In short, like her political hero Margaret Thatcher, it is clear that Collins is not intending to back away just because the going is getting tough and some journalists have decided her time is up. As the former UK Prime Minister famously said in 1980: “To those waiting with bated breath for that favourite media catchphrase, the ‘U’ turn, I have only one thing to say. ‘You turn if you want to. The lady’s not for turning.’”

The fact is, if Collins has already convinced nearly 40 per cent of voters she has a case about Maori sovereignty when much of the media on both the right and left have been hostile to her claims, it’s obvious that — as journalists themselves like to say — this story has legs, and it can go a lot further.

Collins will have plenty of time to explain all the facets of the story and exactly how stealthy and damaging, in her opinion, the government’s plans are.
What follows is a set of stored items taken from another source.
PR #8839, opened 2026-07-28
[v3.8.50] docs: slim AGENTS.md

MumuTW:
## Summary
- reduce the root AGENTS.md from 600 to 117 lines
- retain repository-wide setup, validation, security, review, and upstream-contribution instructions
- replace per-module architecture prose and mutable counts with a concise repository map and canonical deep-dive links
- stop the documentation-count gate from requiring mutable counts in the always-loaded agent guide

## Validation
- node --import tsx/esm --test tests/unit/check-docs-counts-sync.test.ts
- npm run check:docs-all
- npm run lint

Closes #8527

PR #9515, opened 2026-08-05
feat(radar): flag-gated signed free-model catalog overlay

diegosouzapw:
## Summary

Adds the **Radar** module: an optional, flag-gated client that overlays a signed, freshly-curated free-model catalog on top of the release baseline. The free-tier landscape moves faster than the release cadence — providers add, shrink and discontinue free quotas between versions, and the static catalog can only be refreshed when a new version ships.

**Nothing that is free today stops being free.** Radar never removes or paywalls a baseline entry: it refreshes limit/status fields at read time and can layer in newly-discovered free models between releases. The baseline catalog is never mutated on disk.

## Behaviour with the flag off (the default)

`RADAR_ENABLED` defaults to `"false"`, and with it off the surface does not exist:

- the three `/api/radar/*` routes return `404`
- the dashboard screens render `notFound()`
- `getRadarCatalog()` returns the untouched baseline, every entry tagged `origin: "baseline"`, and never reads the cache
- `syncRadar()` returns `{ status: "disabled" }` without touching `fetch`

`tests/unit/radar-inertia.test.ts` asserts this "zero delta" claim in one place, including that `computeFreeModelTotals()` returns the same numbers as before.

## Two independent gates

Turning the flag on unlocks only the **screens**. Syncing the catalog needs a second, separate opt-in stored in `radar_settings.opt_in`. The privacy promise is that nothing is ever uploaded: the client performs a `GET` and downloads signed metadata, nothing more.

## Security model

- **Ed25519 over exact bytes** — the signature is verified against the exact response bytes received over the wire; the payload is never re-serialized before verification, and verification failure aborts the sync before the body is parsed or cached.
- **Pinned public key** in `src/lib/radar/pinnedKeys.ts` (an array, so a key can be prepended ahead of a rotation).
- **Version floor** — a feed that is not strictly newer than the cached one is rejected, so a misconfigured or compromised endpoint cannot roll a client back to an older payload.
- **Schema validation** after signature verification, and defensive re-validation on every read — a corrupted cache row falls back to the baseline rather than being served.
- The supporter key is stored **encrypted at rest** with the same AES-256-GCM mechanism used for provider credentials, and is never echoed back by the settings route (only a masked form).
- The local routes **never proxy** the feed service — they only read the local cache.

## Fork-friendly

`RADAR_FEED_URL` and `RADAR_FEED_PUBKEY` let a fork or self-hoster point the client at their own signed feed satisfying `src/lib/radar/feedSchema.ts`. Documented in `docs/frameworks/RADAR.md`.

## Read-time overlay

`applyFeed()` merges the cached feed over the static baseline at read time, honouring four rules: a local override always wins; a feed `enabled:false` disables an entry but records the provenance so the UI can explain why; a user-created entry absent from the feed survives intact; and a user's deletion tombstone is never resurrected by a later feed.

## Test plan

- `tests/unit/radar-*.test.ts` — **95 tests, all passing**: signature verification (valid/tampered/malformed, never throws), version floor including numeric comparison (`.10 > .9`), flag-off and opt-out both proven to make no network call, schema rejection, sanitized errors with no stack traces, encryption-at-rest asserted by reading the raw DB column, the four merge rules, route 404s, and key masking.
- `npm run check:cycles` — no cycles.
- `npm run check:docs-all` — doc-links and fabricated-claim gates pass.
- `npx eslint` on every file the branch adds — clean.
- `npm run typecheck:noimplicit:core` — 6 errors, all pre-existing on the base (`open-sse/utils/usageTracking.ts`, `src/shared/services/cliRuntime.ts`); none in Radar files, verified against `origin/release/v3.8.50`.

Migration `134_radar_cache_settings.sql` adds two single-row tables (`radar_feed_cache`, `radar_settings`); `localDb.ts` receives re-exports only.


diegosouzapw:
### Babysit summary

**Three real defects fixed, all with the cause addressed rather than the symptom.**

| # | Problem | Fix | Commit |
|---|---------|-----|--------|
| 1 | PR was `CONFLICTING`, so `Quality Gates` never fired at all (GitHub cannot compute a merge-ref with a conflict, so the `pull_request` workflow is never created — `gh run list` came back empty, which reads like runner congestion but is not) | Merged the base; the conflict was `AGENTS.md`, rewritten wholesale by the slim-down (#8839). Took the base's version and re-applied this PR's single line — the `RADAR.md` reference — into the new "Platform features" row. i18n auto-merged with no loss. | `104f8c9ab3` |
| 2 | Migration number collision: the base landed `134_proxy_logs_egress_ip` while this branch carried `134_radar_cache_settings`; the runner rejects duplicate numeric prefixes | Renamed to `135`, updated both references (SQL header + doc). No retroactive `isSchemaAlreadyApplied` guard is needed — this migration has never been applied to a real database, since the PR is unmerged. `check:migration-numbering` reports 0 duplicates. | `f6edae016c` |
| 3 | `No new ESLint warnings` red — misleading name: ESLint itself was 0 warnings / 0 errors. The metric riding in the same job was `i18nUiCoverage.pct: 98.4 < baseline 99`, because this PR adds 60 UI strings that existed only in `en`/`pt-BR` | Translated them into all 41 remaining locales (2460 strings). Scoped deliberately to this PR's namespaces (`radarPage`, `radarSetupPage`, `sidebar.radar*`) instead of a bulk `i18n:sync-ui`, which would have pulled ~978 unrelated pending keys into the diff — and would not have fixed it anyway, since the coverage formula is `(present − placeholder) / total_en` and `__MISSING__:` sentinels are subtracted, not counted. | `18e56fca79` |

Verification on the i18n work: all 43 locale files still parse, zero `__MISSING__` left on radar keys, and **all 1682 translated strings checked for placeholder fidelity — zero divergences** (a dropped `{count}` would break the UI in a locale nobody tests). The local gate reports `PASS — all 42 locale(s)`, every one at 99.0%+. `quality-baseline.json` was not touched.

**Remaining reds are inherited from the base, not introduced here.**

The four `Unit Tests fast-path` shards fail in `deepseek-web-tools-execute-2820`, `resolveProjectRoot` (`repro-8956`), `#8189 classifier`, `VB-S12` and `D1` — none of which this branch touches. Direct proof for the clearest case: `tests/unit/deepseek-web-tools-execute-2820.test.ts` fails identically on the **base checkout with zero lines from this branch** (`actual: 'stop', expected: 'tool_calls'`), so it is deterministic and pre-existing, not a flake. Open PRs from other sessions (`fix/deepseek-thinking-efforts`, `fix/classify429-gemini-retry-delay`) fail the same tests.

Fixing those inside a catalog-overlay PR would inflate its scope, and masking them is not on the table. They need either a `/sweep-reds` pass on `release/v3.8.50` or a dedicated PR.

**Gate status:** 14 green — including `Vitest`, `Fast Quality Gates`, `Docs Gates`, `Merge integrity`, `No new ESLint warnings`, CodeQL and both semgrep runs. 4 red (all base-red). `Build (advisory)` still running.

Not merged — handing off for human review.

Even her most strident media detractors accept she is unlikely to be rolled for some time as leader — if only because there is no obvious replacement and, even if there were, the party cannot afford another palace coup so soon after the disastrous Todd Muller interregnum last year.

At some point, it may cross voters’ minds to query why Ardern will neither repudiate He Puapua and its recommendations nor strongly back it.

So far, in defending her approach of promoting Maori co-governance, the Prime Minister has relied on little more than appealing to the notion that the Treaty implies a “partnership” between the Crown and iwi.

Although the word has become common in describing the Treaty, most voters will still have no exact idea of what a partnership would mean in practice — not least, of course, because Ardern won’t explicitly tell them. That is the reason Collins has been trying repeatedly to get the Prime Minister to admit the new Maori Health Authority will have a power of veto over a separate authority responsible for the wellbeing of the other 85 per cent of the population.

Ardern will not say the word “veto” because she knows that confirming this fact will be disastrous for her. It is certain that had Newshub’s pollsters posed a question about the fairness of granting a veto to Maori, the numbers opposed would have been high. Most New Zealanders’ understanding of a fair partnership wouldn’t include a power of veto being granted to a minority of 15 per cent of the population to be exercised over the majority.

Ardern’s secondary line of defence for her policies is even weaker. It relies on making a huge leap from the fact that Maori on average have worse health outcomes than non-Maori under our present system to justify setting up a radically different one.

As she told Parliament plaintively in response to questioning by Collins earlier this month about a Maori veto: “We have tried the process of having a consultation style of approach. It hasn’t worked… so we’re seeking joint agreement.”

Given the fact that Maori are currently dying earlier than non-Maori, Ardern says, her government’s only viable option is working in an equal co-governance partnership.

This seems suspiciously like the claim There Is No Alternative made by the Fourth Labour government of Roger Douglas and David Lange to justify its overturning of the existing economic system. Of course there always is an alternative. With respect to health, the most obvious is to improve the present set-up without creating a separate overarching authority for Maori.

And as many commenters on social media have pointed out, men — both Maori and non-Maori — die on average much earlier than women but no one is proposing a separate health authority for them.

So far most journalists have obligingly run cover for Ardern on whatever plans she has for encouraging co-governance — in much the same way they uncritically backed her last year during her management of Covid and shouted down any dissenters

However, if Collins continues to raise public interest in the topic, journalists will be forced, sooner or later, to demand answers from Ardern to harder questions — of the kind the Prime Minister is obviously so keen to avoid answering in Parliament.